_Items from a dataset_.
PR #218, opened 2026-07-14
Quack compression or make quack faster over WAN!

guillesd:
Builds on top of https://github.com/duckdb/duckdb-quack/pull/208 (assuming that will get merged).

This PR adds optional zstd compression to the two bulk transfer paths: FETCH/PREPARE responses (read) and SEND_DATA requests (append). Compressed HTTP bodies get an 11-byte frame (magic + codec byte + uncompressed size) and receivers auto-detect it, so client and server settings are fully independent and mismatched configurations just work. Control messages are never compressed, so the handshake can't break. zstd comes from duckdb's vendored copy, no new dependencies.

Server response compression is connection scoped rather than global. Each FETCH/PREPARE response is compressed according to the connection's server-side session value, falling back to the server's `SET GLOBAL` as the fleet default. This lets one server serve a same-region client raw and a WAN client compressed at the same time.

## User API

```sql
-- attach: compresses this attach's uploads and its responses from the server
ATTACH 'quack:host:port' AS rpc (token '...', compression 'zstd-1');

-- quack_query: scoped to that call's private connection
SELECT * FROM quack_query('quack:host:port', 'from t', token='...', compression='zstd-1');

-- underlying settings (sender-side, on whichever node they are set)
SET quack_compression = 'none' | 'zstd' | 'zstd-1' .. 'zstd-22';  -- default zstd = level 3
SET quack_compression_min_size = 4096;                            -- below this, send raw
```

The default is `'none'`.

## Numbers

zstd-1 compresses lineitem ~3.7x on the wire. WAN (laptop wifi to EC2, SF5): **reads go from 42.6s to 14.5s (2.9x)**, appends from **23.2s to 6.7s (3.5x**, uplink fully saturated). EC2 to EC2 same region (c7g.2xlarge, 14.9 Gbps): appends are slightly faster with zstd-1 (0.96s to 0.90s), reads slightly slower (3.06s to 3.31s) but this is due to a bottleneck on the server side serial batch production (that may be addressed later on in DuckDB core).

### DIFF
--- a/src/CMakeLists.txt
+++ b/src/CMakeLists.txt
@@ -5,6 +5,7 @@ add_library(
   quack_active_connections.cpp
   quack_clear_cache.cpp
   quack_client.cpp
+  quack_compression.cpp
   quack_data_stream.cpp
   quack_extension.cpp
   quack_fetch_ahead.cpp
--- a/src/CMakeLists.txt
+++ b/src/CMakeLists.txt
@@ -7,6 +7,7 @@ add_library(
   quack_client.cpp
   quack_data_stream.cpp
   quack_extension.cpp
+  quack_fetch_ahead.cpp
   quack_http_server.cpp
   quack_log.cpp
   quack_message.cpp
--- a/src/include/quack_compression.hpp
+++ b/src/include/quack_compression.hpp
@@ -1,0 +1,39 @@
+#pragma once
+
+#include "duckdb/common/allocator.hpp"
+#include "duckdb/common/serializer/memory_stream.hpp"
+
+namespace duckdb {
+
+class ClientContext;
+class DatabaseInstance;
+
+enum class QuackCodec : uint8_t { NONE = 0, ZSTD = 2 };
+
+//! Sender-side settings; receivers auto-detect from the frame header.
+struct QuackCompressionConfig {
+	QuackCodec codec = QuackCodec::NONE;
+	int64_t zstd_level = 3;
+	idx_t min_size = 4096;
+
+	static QuackCompressionConfig FromContext(ClientContext &context);
+	//! Parse 'none', 'zstd' or 'zstd-<1..22>'; throws on anything else.
+	void ParseSpec(const string &spec);
+};
+
+//! Frame for compressed HTTP bodies: magic (2) + codec (1) + uncompressed size (8) + codec stream.
+//! Raw bodies always have 0x00 as their second byte (BinarySerializer field id), so no collision.
+struct QuackCompression {
+	static constexpr uint8_t MAGIC0 = 0xDB;
+	static constexpr uint8_t MAGIC1 = 0xC2;
+	static constexpr idx_t FRAME_HEADER_SIZE = 11;
+	static constexpr idx_t MAX_DECOMPRESSED_SIZE = idx_t(1) << 32;
+
+	//! Returns false (out untouched) when codec is NONE, size < min_size, or compression doesn't shrink.
+	static bool Compress(const QuackCompressionConfig &config, const_data_ptr_t data, idx_t size, MemoryStream &out);
+	static bool IsCompressedFrame(const_data_ptr_t data, idx_t size);
+	//! Throws IOException on unknown codec, corrupt frame or cap violation.
+	static AllocatedData Decompress(const_data_ptr_t data, idx_t size, idx_t &uncompressed_size);
+};
+
+} // namespace duckdb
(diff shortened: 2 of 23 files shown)


carlopi:
One question, should the compression be added like this or done via HTTP headers? Like, given the stack is fully HTTP, I would consider piggybacking on the accept compression (possibly even pluggable then, like `gzip` or `br`), instead of making this part of the protocol?

carlopi:
And I guess another question: could this be negotiated as part of the protocol / ATTACH handshake? Instead of requiring manual opt-in.

guillesd:
Hi @carlopi!

1) I did not include this (maybe I should have) but I included the default gzip compression done via http headers in a the benchmark I run and it was incredibly slow. 10 to 30x concretely.

2) I'm not sure what you mean. There is already an ATTACH option. The nice thing (in my opinion) is that you may have:
- WAN connection that `ATTACH 'quack:host:port' AS remote (token '...', compression 'zstd-1');` and benefits from compression in all queries run under this quack connection.
- Another concurrent connection over EC2 that decides to opt-out.

I personally think this is what's cute about the design, but maybe I'm missing something! Let me know.

carlopi:
I think indeed it would need to be implemented.

I was thinking as protocol negotiation the following, taking inspiration from HTTP compression:
in the `ConnectMessage` (or however is called the first message to create a `Connection`), have client send "I support this list of compression methods" + serializing a `vector<string>` (maybe ordered by preference), and have the server take that list, take his own list, and figure out which to choose, and send back "this connection should use compression method: gzip" or "this connection should use compression method: identity".

I think adding negotiation of params is also needed going into stability, to allow protocol to be stable (so v2.0 talks to anyone), but allow v2.4 server and v2.3 client (for example) to negotiate what's the actual settings to use for the length of the connection.

I think allowing user opt-in is also great to have, but I think the ideal path is for this to be by default auto-detected by the 2 duckdb, that have all relevant info (could also take into account ping time or whatever to decide)

guillesd:
okey I think we should: allow the user to decide, but Indeed have some sort of negotiation: where the server says I accept this compressions and the client agrees and viceversa.

Yes I am convinced, compression_codec should be a header actually, not inferred from the payload.

Mytherin:
This is a cool idea but having this as an attach parameter is imo not the right place for it. The best form for this I think is to do this dynamically as we stream large amounts of data, i.e. we could "gradually" try to move one way or the other based on how fast transfer is going and dynamically adjust (also within a single result set transfer). It's not that expensive to compress a single message with `ZSTD-1`. If that ends up faster, we can try `ZSTD-2`, if not we back off to uncompressed, etc.

We can keep the attach operator (or some setting) as an override for the dynamic behavior, but I think the dynamic behavior will be much nicer for users given that this is connection / latency / CPU dependent.

Mytherin:
Quack messages already have a `MessageHeader`. That header could hold how the rest of the payload is compressed (or not) on a per message basis.

Mytherin:
> I think adding negotiation of params is also needed going into stability, to allow protocol to be stable (so v2.0 talks to anyone), but allow v2.4 server and v2.3 client (for example) to negotiate what's the actual settings to use for the length of the connection.

Wouldn't that just be negotiating a version? i.e. v2.4 and v2.3 negotiate and use v2.3 - with all that entails (e.g. supporting compression XYZ, etc.)

guillesd:
I like the idea of the `MessageHeader` with the compression codec. The dynamic compression depending on link speed could be a follow up I think.

carlopi:
> Wouldn't that just be negotiating a version? i.e. v2.4 and v2.3 negotiate and use v2.3 - with all that entails (e.g. supporting compression XYZ, etc.)

I think advantage of scheme like:
-> client provide info / preferences
<- server decides and communicate back

vs just using the version are:
1. allow to add/tweak compression without version bump
2. allows to take into consideration ping time / system load

I think `MessageHeader` is even more flexible, since system load would change over time.

I am not completely sure why this can't be offloaded on the HTTP stack, I would assume perf might be an implementation detail, like curl + zstd or duckdb + zstd should perfrom about the same.

guillesd:
@carlopi I did some checks with gzip using curl ant it was terribly slow compared to duckdb + zstd. I did not know you could also do zstd with curl, may be worth a check... Although I'm not sure how it fits with the current model where:

- Executor threads do the serialization
- Async threads only do the sync requests as to free up executors and saturate the network

If we hand off compression to the async threads then we may not saturate the network. I rather do any CPU work on the executor thread.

_What you are asked to do_.
Starting at the line with "I think advantage", copy every line down to the last one above, exactly as written and with nothing else.

_Answer_.
I think advantage of scheme like:
-> client provide info / preferences
<- server decides and communicate back

vs just using the version are:
1. allow to add/tweak compression without version bump
2. allows to take into consideration ping time / system load

I think `MessageHeader` is even more flexible, since system load would change over time.

I am not completely sure why this can't be offloaded on the HTTP stack, I would assume perf might be an implementation detail, like curl + zstd or duckdb + zstd should perfrom about the same.

guillesd:
@carlopi I did some checks with gzip using curl ant it was terribly slow compared to duckdb + zstd. I did not know you could also do zstd with curl, may be worth a check... Although I'm not sure how it fits with the current model where:

- Executor threads do the serialization
- Async threads only do the sync requests as to free up executors and saturate the network

If we hand off compression to the async threads then we may not saturate the network. I rather do any CPU work on the executor thread.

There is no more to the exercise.